Web communications between the server and the client are being used extensively. However, session hijacking has become a critical problem for most of the client-server communications. Among different session hijacking attacks, SSL stripping is the most dangerous attack.
There are a number of measures proposed to prevent SSL stripping-based session hijacking attacks. However, existing surveys did not summarize all the preventive measures in a comprehensive manner (without much illustration and categorization). Moreover, HTTPS has been proposed to defend session hijacking attacks in the Internet. However, the main problem is that the browsers have to somehow know if HTTPS is enabled for a specific site. To know the existence of HTTPS protocol, HSTS protocol has been proposed. But the problem is that HSTS protocol depends on Trust-on-First-Use policy. So if attacker can manage to attack in the beginning of network connection, then he can successfully bypass the security of HTTPS.
To prevent the drawback of HTTPS, DNSSEC has been proposed. DNSSEC is secured in the sense that domain name and its IP address along with HTTPS ability information is mapped in a secured fashion. DNSSEC with NSEC is vulnerable to zone walking attack. Using zone walking attack, it is possible to fetch all the domain information from DNS server. Attacker then performs some malicious things using the domain information, possibly session hijacking. So we need to prevent zone walking attack. To prevent zone walking attack, NSEC3 has been already proposed.But it has some disadvantages.

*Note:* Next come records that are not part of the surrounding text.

PR #1096, opened 2024-12-15
make use of occurrences instead of sharing property

crop2000:
To me it seems that the sharing property is obsolete and superseded by Occurrences.
This pr removes the use of sharing and makes use of occurrences.


sletz:
Thanks, will be needed later on.

crop2000:
What would be needed for this idea to be merged?

PR #1099, opened 2024-12-25
rust: FaustDsp trait improvements

crop2000:
This PR has braking changes to the faust interface via the FaustDsp trait.
I provides the same type signature of compute in FaustDsp as I do for direct use.
I think this simplifies code significantly as vectors as well as slices can be used as arguments.
Additionally i change the type of the return value of get_num_input get_num_output methods. 
The change implies some changes as the change makes FaustDsp lose its  trait-object safty.
faust-state in rust-faust needs to be changed from a dyn box (dynamic dispatch) to a impl (static dispatch) as [done here](https://github.com/crop2000/rust-faust/commit/4d767a09dfa468a90b6aca5fdd7a348efebf7ded#diff-d0ff5010397e73912922507f32118dccd0d21b8d39dec3ad5eecc0411b83ea37R290).

### DIFF
--- a/architecture/rust/cpal.rs
+++ b/architecture/rust/cpal.rs
@@ -58,8 +58,8 @@ pub trait FaustDsp {
     fn new() -> Self where Self: Sized;
     fn metadata(&self, m: &mut dyn Meta);
     fn get_sample_rate(&self) -> i32;
-    fn get_num_inputs(&self) -> i32;
-    fn get_num_outputs(&self) -> i32;
+    fn get_num_inputs(&self) -> usize;
+    fn get_num_outputs(&self) -> usize;
     fn class_init(sample_rate: i32) where Self: Sized;
     fn instance_reset_params(&mut self);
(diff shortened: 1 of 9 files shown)


crop2000:
@bluenote10 can you have a look at this? it is a breaking change but I hope it doesn't make common ways usage impossible.

crop2000:
https://doc.rust-lang.org/reference/items/traits.html#object-safety it seems a lot more can be left as it was if compute is marked Sized.

bluenote10:
> @bluenote10 can you have a look at this? it is a breaking change but I hope it doesn't make common ways usage impossible.

As far as I can see, it is crucial that the trait stays object safe, and that `compute` (and all essential methods) does not use a `where Self: Sized` markers. Otherwise it becomes impossible to use the DSP instances via dynamic dispatch. This would basically break all my use cases.

crop2000:
Yes i agree that's why i closed this pr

In this thesis, we have proposed two new solution to zone walking attack. We have performed simulation of the one of the proposed solutions. Then we have performed in-depth analysis of our proposed solution with results, graphs and detailed explanations. Overall, in this thesis, the issues in the existing network security have been addressed. Our main goal is to prevent session hijacking attack by using secured and efficient network infrastructure.